Saim wrote:Exactly. I know Serbian baby-talk, birthday songs and other elements of the language that are obscure for even most advanced learners, but I've had to approach formal Serbian (news, academic texts, etc.) as if it were a foreign language. It's hard to explain to someone who's not in that situation, but it's rotally different to a real "foreign language", and not just for identity reasons.
It's not that difficult to understand if you've heard heritage speakers speak, whether it's your own language or a foreign language you already know well enough to be able to judge. E.g. there were two part-French girls in one French course I took. Both had obviously grown up with the language, but whereas the one seemed to speak it just fine as far as I could tell, the other one was speaking extremely fast and colloquial on the one hand (too colloquial, actually, she got some "friendly" corrections for that), while searching for words forever at other times. Usually, she didn't participate much, but when our teacher asked us how certain things in France are, she usually was the only one who could answer this which meant that often, she'd be asked straight away. Sure, that's cultural knowledge, but a certain linguistic knowledge comes with that, too. She did grow up with that language and culture after all, even if not fully.

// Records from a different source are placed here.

PR #5492, opened 2018-06-18
[PDI-16387] Running a Job for Every Input Row, sub job does not reset…

ppatricio:
… variables or parameters with every execution

In this case i had to create a new map to guarantee the logic of reading variables from properties files. The parameters are also considered and they have a specific behavior.
Some properties files are also included for testing.

@pamval @mbatchelor @pentaho-lmartins @bmorrise

### DIFF
--- a/engine/src/main/java/org/pentaho/di/job/entry/JobEntryBase.java
+++ b/engine/src/main/java/org/pentaho/di/job/entry/JobEntryBase.java
@@ -27,6 +27,7 @@ import java.util.Date;
 import java.util.HashMap;
 import java.util.List;
 import java.util.Map;
+import java.util.concurrent.ConcurrentHashMap;
 
 import org.pentaho.di.cluster.SlaveServer;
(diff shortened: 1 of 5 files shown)


engine/src/main/java/org/pentaho/di/job/entry/JobEntryBase.java
```diff
@@ -1520,4 +1524,28 @@ public JobMeta getParentJobMeta() {
   public void setParentJobMeta( JobMeta parentJobMeta ) {
     this.parentJobMeta = parentJobMeta;
   }
+
+  /**
+   * Gets a Map of variables set in EntryStepSetVariables
+   *
+   * @return a map of variable names and values
+   */
+  public Map<String, String> getEntryStepSetVariablesMap() {
```
mbatchelor: We should not expose the map outside the class. Please make this protected instead of public.

ppatricio:
PR updated

PR #593, opened 2018-03-27
@kanaabe => Fix in editSource of NewsByline

sarahscott:
This makes sure `editSource` can still render if `news_source` is null.


kanaabe:
👍 Reminder to change commit message with `[FIX news] Fix in editSource` so it can be versioned!

kanaabe:
Coool, thank you! Feel free to merge on 🍏

sarahscott:
😄 ok now i am getting the hang of the semantic versioning

PR #595, opened 2018-03-27
@sarahscott => [News] Updates on NewsLayout + Expand Button

kanaabe:
Adds in the Expand button and brings the layout up to date with latest designs.

updated-expand


src/Components/Publishing/Layouts/NewsLayout.tsx
```diff
@@ -25,45 +30,103 @@ export class NewsLayout extends Component<Props, State> {
...
+        onMouseEnter={() => {
+          if (!isMobile) {
+            this.setState({ isHovered: true })
+          }
+        }}
+        onMouseLeave={() => {
+          if (!isMobile) {
+            this.setState({ isHovered: false })
+          }
+        }}
```
kanaabe: Graduated from using simple CSS `hover` properties to this since we'll need a little more custom behavior to handle mobile that uses viewport to set the hover state: 
image

src/Components/Publishing/Layouts/NewsLayout.tsx
```diff
@@ -25,45 +30,103 @@ export class NewsLayout extends Component<Props, State> {
...
+    const { article, isMobile } = this.props
+    const { isTruncated, isHovered } = this.state
 
     return (
       <NewsContainer
-        onClick={() =>
-          this.setState({
-            isTruncated: false,
-          })}
         isTruncated={isTruncated}
```
eessex: Is it intended that the entire box does not expand on click in desktop?

eessex: IMO would be more user friendly to keep in fullscreen, and use an isMobile flag like below.

src/Components/Publishing/Layouts/NewsLayout.tsx
```diff
@@ -9,14 +11,17 @@ interface Props {
...
+  isHovered?: boolean
 }
 
 interface State {
   isTruncated: boolean
+  isHovered: boolean
 }
 
 interface NewsContainerProps {
   isTruncated: boolean
```
sarahscott: In Emission we call this state `collapsed`/`expanded` and reserve `truncated` for text, but that's ofc up to you!

src/Components/Publishing/Layouts/NewsLayout.tsx
sarahscott: 🔥

sarahscott:
Looks good to merge!

PR #599, opened 2018-03-28
@sarahscott => Add marginTop, onExpand to NewsLayout

eessex:
- Adds `marginTop` optional prop to NewsLayout, used on first article in a list to avoid menu overlap
- Adds `onExpand` optional prop to NewsLayout, called on click, used to change `window.location` in Force


kanaabe:
LGTM!

PR #602, opened 2018-03-29
@yuki24 => Error Popovers

erikdstock:
cc @l2succes @xtina-starr @yuki24 
This component requires props:
- `show`
- `message` (string or function returning jsx)
- `anchorRef` - the relevant component (eg a bad `Input`)

With optional props:
- `dismissOnClick` - defaults to true
- `minWidth` - string, allows longer text to wrap lines and fill a larger box.

Things I considered but did not implement:
- `maxWidth` - to make messages fit more intelligently than `minWidth` can (eg, wrapping text automatically at a certain point)
- `dismissOnTimeout` - `int` for an automatically dismissing message

Caveats:
- `span` tags inside the rendered message get a pointer-style cursor. `onClick` handlers on internal message elements can stop propogation if necessary to prevent the tip from being hidden.
- _Animations don't seem to work_ - I think I missed something there.
- If the `show` prop is passed immediately on first render as `true` things seem to get confused around the tip's placement, which depends on a ref to anchor to. In retrospect I could probably have just factored that into whether to ultimately render the tip or not.


erikdstock:
Thanks! There is a little more styling to do, and for naming there was already a much different `ToolTip` so I wasn't sure what to do so picked different and top-level for now. I'd like to change it though. For the original `ToolTip` see the Market Insights story:
image

erikdstock:
Here is where I'm at. Very close, but the main black rectangle is always *one update behind its actual width*:
tooltip
(I also renamed it `Popover`, prepared to change that though).

src/Components/Popover.tsx
```diff
@@ -0,0 +1,154 @@
...
+    hide: true,
+    maxWidth: "200px",
+    dismissOnClick: true,
+    // dismissTimeout: null
+  }
+
+  constructor(props) {
+    super(props)
+    const message = this.getMessage(props)
+    const hide = props.hide === true || !message
```
damassi: For consistency sake, maybe 
```
const anchorPosition = this.getAnchorPosition(props.anchorRef),
```
which is then passed in similarly like the above two vars?

src/Components/Popover.tsx
```diff
@@ -0,0 +1,154 @@
...
+      const el = ReactDOM.findDOMNode(this.messageRef)
+      return el.getBoundingClientRect().width || fallback
+    }
+    return fallback
+  }
+
+  getMessage = props =>
+    (typeof props.children === "function"
+      ? props.children()
+      : props.children) || ""
```
damassi: This is a bit odd; what is going on here and how is it used in context? I would also recommend always using `{ }` for functions, and include `return` since implicit return gets future-buggy and somewhat clever when its spread across more than one line.

src/Components/__stories__/TooltipError.story.tsx
```diff
@@ -0,0 +1,108 @@
...
+
+const Container = styled.div`
+  padding: 50px;
+`
+
+class ErrorShower extends React.Component<any, any> {
+  constructor(props) {
+    super(props)
+    this.state = { count: 0, errorMessage: "" }
+  }
```
damassi: No need for a constructor if not setting state from props; can simplify to 

```
state = {
  count: 0,
  errorMessage: ""
}
```

src/Components/__stories__/TooltipError.story.tsx
```diff
@@ -0,0 +1,108 @@
...
+
+  showTip = () => {
+    const count = this.state.count
+    this.setState({
+      errorMessage: this.props.message + ` (${count})`,
+      count: count + 1,
+    })
```
damassi: Does this mean the error message and the count state are now out of sync? Should it be:

```javascript
const count = this.state.count + 1

this.setState({
  errorMessage: this.props.message + ` (${count})`,
  count
})
```

src/Components/__stories__/TooltipError.story.tsx
```diff
@@ -0,0 +1,108 @@
...
+`
+class InputWithError extends React.Component<any, any> {
+  private inputRef
+
+  constructor(props) {
+    super(props)
+    this.state = {
+      errorMessage: "",
+    }
+  }
```
damassi: No need for a constructor, can use classProperties to set state directly

src/Components/__stories__/TooltipError.story.tsx
```diff
@@ -0,0 +1,108 @@
...
+        <p>
+          Just some unassuming content below the button. Just some unassuming
+          content below the button.
+        </p>
+      </Container>
+    )
+  }
+}
+
+const NoMarginInput = styled(Input)`
```
damassi: `Input.extend`

src/Components/Popover.tsx
```diff
@@ -0,0 +1,154 @@
...
+    const hide = !newMessage || newMessage === this.state.message
+    this.setState({
+      hide,
+      message: newMessage,
+      anchorPosition: this.getAnchorPosition(nextProps.anchorRef),
+      messageWidth: this.getMessageWidth(),
+    })
+  }
+
+  getAnchorPosition: (ref: any) => PositionProps = ref => {
```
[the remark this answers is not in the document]
erikdstock: I think this is a misunderstanding- `(ref: any) => PositionProps` is the type of the method itself?

src/Components/Popover.tsx
erikdstock: :+1: maybe not necessary anyways since i'm not currently passing any functions to my children. I think prettier made it look like this though.

src/Components/__stories__/TooltipError.story.tsx
erikdstock: I didn't think about this that much- it was my first story and I needed something to make sure the text was changing. I'll think about this.

src/Components/Popover.tsx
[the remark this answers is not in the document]
damassi: Oh weird! I see -- i wasn't aware that syntax was possible; what happens when you wrap that argument in parens? Does prettier strip it out?  

```
getAnchorPosition: ((ref: any) => PositionProps) = ref => { ... }
```

src/Components/Popover.tsx
```diff
@@ -0,0 +1,161 @@
...
+    window.removeEventListener("scroll", this.handleScroll)
+  }
+
+  handleScroll = () => {
+    const anchorPosition = this.getAnchorPosition(this.props.anchorRef)
+    this.setState({ anchorPosition })
+  }
+
+  getMessage = message =>
+    (typeof message === "function" ? message() : message) || ""
```
damassi: Can use lodash util (which is already in reaction) for greater readability

```javascript 
import { isFunction } from 'lodash'`

...

getMessage = (message = '') => isFunction(message) ? message() : message
```

src/Components/Popover.tsx
```diff
@@ -0,0 +1,161 @@
...
+    anchorPosition && anchorPosition.width / 2 - size.width / 2}px;
+  padding: 13px 15px;
+  background: #000;
+  color: #fff;
+  font-family: "Courier New", Courier, monospace;
+  cursor: default;
+  & span {
+    cursor: pointer;
+  }
+`
```
damassi: #minor - elsewhere in Reaction StyledComponents typically go below Class / Component definitions, at the bottom of the file

src/Components/Popover.tsx
```diff
@@ -0,0 +1,158 @@
...
+
+interface Props extends React.HTMLProps<HTMLDivElement> {
+  show?: boolean
+  minWidth?: string
+  anchorRef?: HTMLElement
+  dismissOnClick?: boolean
+  message?: (() => any) | string
+}
+
+export class Popover extends React.Component<Props, any> {
```
damassi: If using `state`, should also define a `State` interface and pass into `any`

src/Components/__stories__/Popover.story.tsx
```diff
@@ -0,0 +1,113 @@
...
+import Button from "../Buttons/Default"
+import Input from "../Input"
+import { Popover } from "../Popover"
+
+const Container = styled.div`
+  padding: 50px;
+  height: 1400px;
+`
+
+class ErrorShower extends React.Component<any, any> {
```
damassi: `<any, any>`

damassi: Ahh this is just a storybook, ignore me 👍

src/Components/__stories__/Popover.story.tsx
```diff
@@ -0,0 +1,113 @@
...
+import React from "react"
+
+import styled from "styled-components"
+import Button from "../Buttons/Default"
+import Input from "../Input"
+import { Popover } from "../Popover"
+
+const Container = styled.div`
+  padding: 50px;
+  height: 1400px;
```
yuki24: Why does this container have to have a very long height?

src/Components/__stories__/Popover.story.tsx
```diff
@@ -0,0 +1,113 @@
...
+`
+
+class ErrorShower extends React.Component<any, any> {
+  public buttonRef
```
yuki24: Could you add a type here?

src/Components/__stories__/Popover.story.tsx
```diff
@@ -0,0 +1,113 @@
...
+  state = { count: 0, errorMessage: "", showError: false }
+  showTip = () => {
+    const count = this.state.count + 1
+    this.setState({
+      showError: true,
+      count,
+    })
+  }
```
yuki24: Add a line break between function definitions for readability.

src/Components/Popover.tsx
```diff
@@ -0,0 +1,164 @@
...
+  minWidth?: string
+  anchorRef?: HTMLElement
+  dismissOnClick?: boolean
+  message?: (() => any) | string
+}
+
+interface State {
+  anchorPosition?: any
+  show: boolean
+  message: any
```
yuki24: Replace `any`s with a more appropriate type.

src/Components/Popover.tsx
```diff
@@ -0,0 +1,164 @@
...
+import styled, { StyledFunction } from "styled-components"
+import { fadeIn, fadeOut } from "../Assets/Animations"
+import { secondary as secondaryFont } from "../Assets/Fonts"
+
+interface Props extends React.HTMLProps<HTMLDivElement> {
+  show?: boolean
+  minWidth?: string
+  anchorRef?: HTMLElement
+  dismissOnClick?: boolean
+  message?: (() => any) | string
```
yuki24: Replace the `any` with `string` (i'm guessing it should return a string)

src/Components/Popover.tsx
```diff
@@ -0,0 +1,164 @@
...
+    const anchorPosition = this.getAnchorPosition(nextProps.anchorRef)
+    this.setState({
+      show,
+      message: newMessage,
+      anchorPosition,
+    })
+  }
+
+  componentDidMount() {
+    window.addEventListener("scroll", this.handleScroll)
```
yuki24: This means the `getAnchorPosition` gets called and the `setState` possibly re-renders this component on every scroll event, which may not be as performant as it should.

src/Components/Popover.tsx
```diff
@@ -0,0 +1,164 @@
...
+
+const Arrow = Positionable`
+  width: 0;
+  height: 0;
+  border-bottom: 10px solid #000;
+  border-left: 10px solid transparent;
+  border-right: 10px solid transparent;
+  position: absolute;
+  left: ${({ anchorPosition }) =>
+    anchorPosition && anchorPosition.width / 2 - 10}px;
```
yuki24: Would this possibly fail if `anchorPosition` is missing? It looks like it is an optional prop.

src/Components/__stories__/Popover.story.tsx
erikdstock: I was testing scrolling.

erikdstock:
Thanks for the comments @yuki24 - just to be clear I'm sure I left some errors/bad form in my typings. There are cases where the anchor depends on a ref from some other object and so I left them as options, which may not be correct. My intent was that the component basically should not render if it does not have an anchor. Also as a reminder I'm out until next wednesday. Thanks again!

yuki24:
closing in favor of #615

Relatives of mine used to live in France and when they moved back to Germany, they were worried that their kids might have problems at school because they only had received their education in French until then. They spoke only German at home (even the siblings among each other), but yet they were worried. Had they grown up in Germany until then, that wouldn't have been an issue. They definitely were native speakers even then, but not at the same level as anyone growing up in Germany would have been.